→ DATASET RECORDS:
☆ ☆ ☆ ☆ ☆ ☆ ☆

PR #376, opened 2025-09-25
ENH: add partition actions for GenomeData[Genes], GenomeData[Proteins] and GenomeData[Loci]

### LINKED ISSUE #374: ENH: add partition actions for GenomeData[Proteins] and GenomeData[Genes]
Partition actions for GenomeData[Proteins] and GenomeData[Genes] have to be created.

VinzentRisch:
closes #374 

- add partition actions for GenomeData[Genes], GenomeData[Proteins] and GenomeData[Loci]


VinzentRisch:
Hey @gregcaporaso 
Could you give this a review? If you do not have time then I'm sure someone here can take it over. :)

q2_types/_util.py
```diff
@@ -281,3 +282,58 @@ def _collate_helper(dir_fmts: List[DirFmt]) -> DirFmt:
                     item, collated.path / os.path.basename(item)
                 )
     return collated
+
+
+def partition_helper(dir_format: DirFmt, num_partitions: int = None):
```
Oddant1:
```suggestion
def partition_dir_format(dir_format: DirFmt, num_partitions: int = None):
```

q2_types/_util.py
```diff
@@ -281,3 +282,58 @@ def _collate_helper(dir_fmts: List[DirFmt]) -> DirFmt:
...
+    """
```
Oddant1, line 288: Have you looked at the existing partition functions and determined if this generic function can replace any of them? I have not done so.

Oddant1 (commented):
Gave this a quick look, and it looks good. I like how generic you made it. Now that we are partitioning more different types, this was definitely the way to go. I believe this may actually be able to replace some old class-specific partitioners, but I didn't have the time to verify this.

Feel free to ignore my renaming suggestion if you don't like it.

q2_types/_util.py
VinzentRisch: Yes this could indeed replace some of the partition actions. The problem is that the partition helper only works if the dir format has a function called `file_dict`. `file_dict` is a function that is added through the FileDictMixin to a dir format. Other formats like the MAG formats have a similar function that is called sample_dict but that is directly attached to the dir format. So i would have to add the FileDictMixin to all the formats but then also change all instances when sample_dict is called to then calling file_dict in the MOSHPIT plugins. And I don't think this is worth it right now before the release. But yes it would be maybe nice to do it in the future.

VinzentRisch:
Hey @Oddant1 
Thanks for the review. I think this would be ready to merge now.

q2_types/_util.py
Oddant1: I'll make an issue for it. Probably worth looking into at some point, but I agree not a high priority at this time.

PR #378, opened 2025-12-05
BUG: fix the error that says sample 5 and sample 51 are the same. 

cherman2:
Forum x-ref: https://forum.qiime2.org/t/demux-summarize-broken-after-upgrading-from-2025-7-to-2025-10/33852/5


cherman2:
Right now, there are technically no code changes in this PR.

My commented Line in formats.py solves the problem the user was facing (I tested using the data shared on the forum). 

My roadblock here is that I can't create a test that fails with the original code. I thought validation on the edge case of samples 5 and 51 being in a CasavaOneEightSingleLanePerSampleDirFmt would cause a failure, but it does not.

cherman2:
- [ ] refactor _util 
- [ ] test util 
- [x] use util

cherman2:
Hey @gregcaporaso, 
This is ready for your review now. Thanks!

q2_types/per_sample_sequences/tests/data/paired_end_data_overlapping_ids/MANIFEST
```diff
@@ -0,0 +1,7 @@
+# To investigate differences between 5 and 51
+sample-id,filename,direction
+5,'paired_end_data_overlapping_ids/sample_5_S771_L001_R1_001.fastq.gz',forward
+5,'paired_end_data_overlapping_ids/sample_5_S771_L001_R2_001.fastq.gz',reverse
+51,'paired_end_data_overlapping_ids/sample_51_S26_L001_R1_001.fastq.gz',forward
+51,'paired_end_data_overlapping_ids/sample_51_S26_L001_R2_001.fastq.gz',reverse
```
gregcaporaso:
```suggestion
5,paired_end_data_overlapping_ids/sample_5_S771_L001_R1_001.fastq.gz,forward
5,paired_end_data_overlapping_ids/sample_5_S771_L001_R2_001.fastq.gz,reverse
51,paired_end_data_overlapping_ids/sample_51_S26_L001_R1_001.fastq.gz,forward
51,paired_end_data_overlapping_ids/sample_51_S26_L001_R2_001.fastq.gz,reverse
```

q2_types/per_sample_sequences/_formats.py
```diff
@@ -357,10 +357,14 @@ def _validate_(self, level):
                 if not re.match(self.casava_one_eight_regex, file.name):
                     continue
 
-                sample_id = re.split('_S[0-9]', file.name)[0]
+                if file.name.endswith('fastq.gz'):
+                    sample_id, _, _, _, _ = _parse_sequence_filename(file.name)
```
gregcaporaso:
```suggestion
                sample_id, _, _, _, _ = _parse_sequence_filename(file.name)
```

gregcaporaso (changes requested):
@cherman2, I'm making a couple of suggestions here.

First, I don't think you need the check against the filename suffix - that should be covered when matching against `self.casava_one_eight_regex` on line 357. 

Second, I don't think the quotes should be in the manifest file for your tests. 

Let me know if I'm wrong about either of these.

cherman2 (commented):
I approve this, but I can't actually approve since I authored the PR.

gregcaporaso:
@cherman2, I made just one more little change to clean up variable names. Once the tests pass this one is good to merge.

gregcaporaso (approved):

PR #388, opened 2026-03-24
add linked sequence formats, type, tests

colinvwood:


q2_types/feature_data/_formats.py
```diff
@@ -278,6 +278,31 @@ def __init__(self, *args, **kwargs):
...
 
+class LinkedDNAFASTAFormat(FASTAFormat):
+    '''
+    Linked sequences are paired end sequences that may contain a single
+    space between two unmerged read directions. A space is not a valid
+    FASTA character, so this format is technically not FASTA (fastalmost).
+    '''
+    def __init__(self, *args, **kwargs):
+        super().__init__(*args, **kwargs)
+        self.alphabet = "ACGTRYKMSWBDHVN "
```
ebolyen:
```suggestion
        self.alphabet += ' '
```

(super has run, so this should be more direct)

q2_types/feature_data/_formats.py
```diff
@@ -278,6 +278,31 @@ def __init__(self, *args, **kwargs):
...
+
+    def _validate_(self, level='min'):
+        '''
+        Ensure at most one space in each sequence record.
```
ebolyen: I would actually drop this condition. We don't have any real example of a 3-part sequence, but I think it would be sensible to use this format if it happened to exist. It also makes the validation simpler, and then I don't need to ask for min/max handling so we don't consume the whole file every time we use it.

q2_types/feature_data/_deferred_setup/_transformers.py
```diff
@@ -316,6 +316,19 @@ def _10(data: DNAIterator) -> DNAFASTAFormat:
     return ff
 
 
+@plugin.register_transformer
+def _231(ff: LinkedDNAFASTAFormat) -> DNAIterator:
```
ebolyen, line 330: I'm not opposed, but will we run into an issue between `skbio.DNA` and `skbio.Sequence` as a difference here? They do have different API's technically.

ebolyen (changes requested):

q2_types/feature_data/_deferred_setup/_transformers.py
ebolyen: Actually, would the downstream actions tend to use `pd.Series`?

q2_types/feature_data/_formats.py
colinvwood: It's not on the parent, but I can make DNAFastaFormat the parent instead if you prefer

q2_types/feature_data/_deferred_setup/_transformers.py
colinvwood: I'm not 100% sure we won't run into issues but thought I'd roll with it for now. skbio.DNA doesn't want spaces and says to use skbio.Sequence instead.

colinvwood: You can `validate=False` when instantiating skbio.DNA but that seems like the worst option

q2_types/feature_data/_formats.py
ebolyen: Oh right, I think if we changed the parent that would make sense. That would make it a bit clearer that space is the only interesting innovation here.

q2_types/feature_data/_deferred_setup/_transformers.py
ebolyen: lol, definitely don't want validate=False. I'm fine with this and we'll see what happens.

colinvwood:
@ebolyen I added `pd.Series` transformers as it looks like those are widely used downstream, and updated the parent of `LinkedDNAFASTAFormat` so we can `+= ' '` to the alphabet. This is everything I have planned for the q2-types side of things, lmk if you have ideas for anything else we need.

Oddant1 (approved):
This lgtm. I think @ebolyen hit everything. I still need to properly get through the other PR especially the R stuff...

q2_types/feature_data/_deferred_setup/_transformers.py
```diff
@@ -316,6 +326,47 @@ def _10(data: DNAIterator) -> DNAFASTAFormat:
...
+
+@plugin.register_transformer
+def _234(data: pd.Series) -> LinkedDNAFASTAFormat:
+    ff = LinkedDNAFASTAFormat()
+    with ff.open() as fh:
+        for id_, seq in data.items():
+            sequence = skbio.Sequence(
+                str(seq), metadata={'id': id_}, lowercase=False
+            )
+            skbio.io.write(sequence, format='fasta', into=fh)
```
Oddant1, line 365: One nitpick I guess, is it beneficial to optimize this so we aren't calling write for every line? Idk how clever skbio.io.write is, but generally it seems wasteful to write each line individually instead of one big write.

ebolyen: it should write it as fast as any other loop, there's an internal C buffer in Python that is actually queuing up ~8kb blocks and dumping those at once (this is why `.flush()` exists and `.tell()` is mostly useless)

ebolyen (approved):
Thanks @colinvwood!

Issue #393, opened 2026-06-15
MAINT: `_validate_line_lengths` redefined in `FASTAFormat`


colinvwood:
It seems like the `_validate_line_lengths` method is superfluously defined in the `FASTAFormat` class. It is also defined in the `AlignedFASTAFormatMixin` class. It is only called in the validator of `FASTAFormat` if `self.aligned`, which only `AlignedFASTAFormatMixin` has the ability to set. So it seems like it should only live in `AlignedFASTAFormatMixin`.

colinvwood:
closed by #395

PR #395, opened 2026-06-17
FASTAFormat validator refactor

Macabe222:
# Description

`FASTAFormat` validator fails if the there is only one sequence in the file, as `prev_seq_len` is set to the length of the sequence but `seq_len` is never set. Fixes this by counting the number of sequences in the file and skipping the final 
`_validate_line_lengths` if there is only one sequence (all sequences will be the same length since there is only one). Also addresses #393.

# AI Disclosure

- [X] NO AI USED.
- [ ] AI USED.

# AI Usage Details

### DIFF
--- a/q2_types/feature_data/_formats.py
+++ b/q2_types/feature_data/_formats.py
@@ -156,20 +156,12 @@ class FASTAFormat(model.TextFileFormat):
         super().__init__(*args, **kwargs)
         self.aligned = False
         self.alphabet = None
+        self.one_sequence = False
 
     def _validate_(self, level):
         FASTAValidator, ValidationSet = _construct_validator_from_alphabet(
             self.alphabet)
         self._validate_FASTA(level, FASTAValidator, ValidationSet)
-
-    def _validate_line_lengths(
-            self, seq_len, prev_seq_len, prev_seq_start_line):
-        if prev_seq_len != seq_len:
-            raise ValidationError('The sequence starting on line '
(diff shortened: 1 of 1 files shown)


q2_types/feature_data/_formats.py
```diff
@@ -267,7 +261,9 @@ def _validate_FASTA(self, level, FASTAValidator=None, ValidationSet=None):
                 raise ValidationError(f'utf-8 cannot decode byte on line '
                                       f'{line_number}') from e
 
-        if self.aligned:
+        self.one_sequence = num_seqs == 1
+
+        if self.aligned and not self.one_sequence:
```
colinvwood: no need for the `one_sequence` attribute, just use `num_seqs > 1` in the if statement

colinvwood: in fact no need for `num_seqs` either, I think you can just use `line_number`

Macabe222: I was thinking about comments at the top of the file?

q2_types/feature_data/_formats.py
```diff
@@ -183,6 +174,7 @@ def _validate_FASTA(self, level, FASTAValidator=None, ValidationSet=None):
         max_lines = level_map[level]
 
         with self.path.open('rb') as fh:
+            num_seqs = 0
```
colinvwood: this can be inside the try, probably just above the `for line_number, line in ...`

colinvwood (approved):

☆ ☆ ☆ ☆ ☆ ☆ ☆

→ TASK DETAILS:
The answer must consist of every line from the listing above that includes the word "DNAIterator".

→ OUTPUT FOR THIS EXERCISE:
@@ -316,6 +316,19 @@ def _10(data: DNAIterator) -> DNAFASTAFormat:
+def _231(ff: LinkedDNAFASTAFormat) -> DNAIterator:
@@ -316,6 +326,47 @@ def _10(data: DNAIterator) -> DNAFASTAFormat:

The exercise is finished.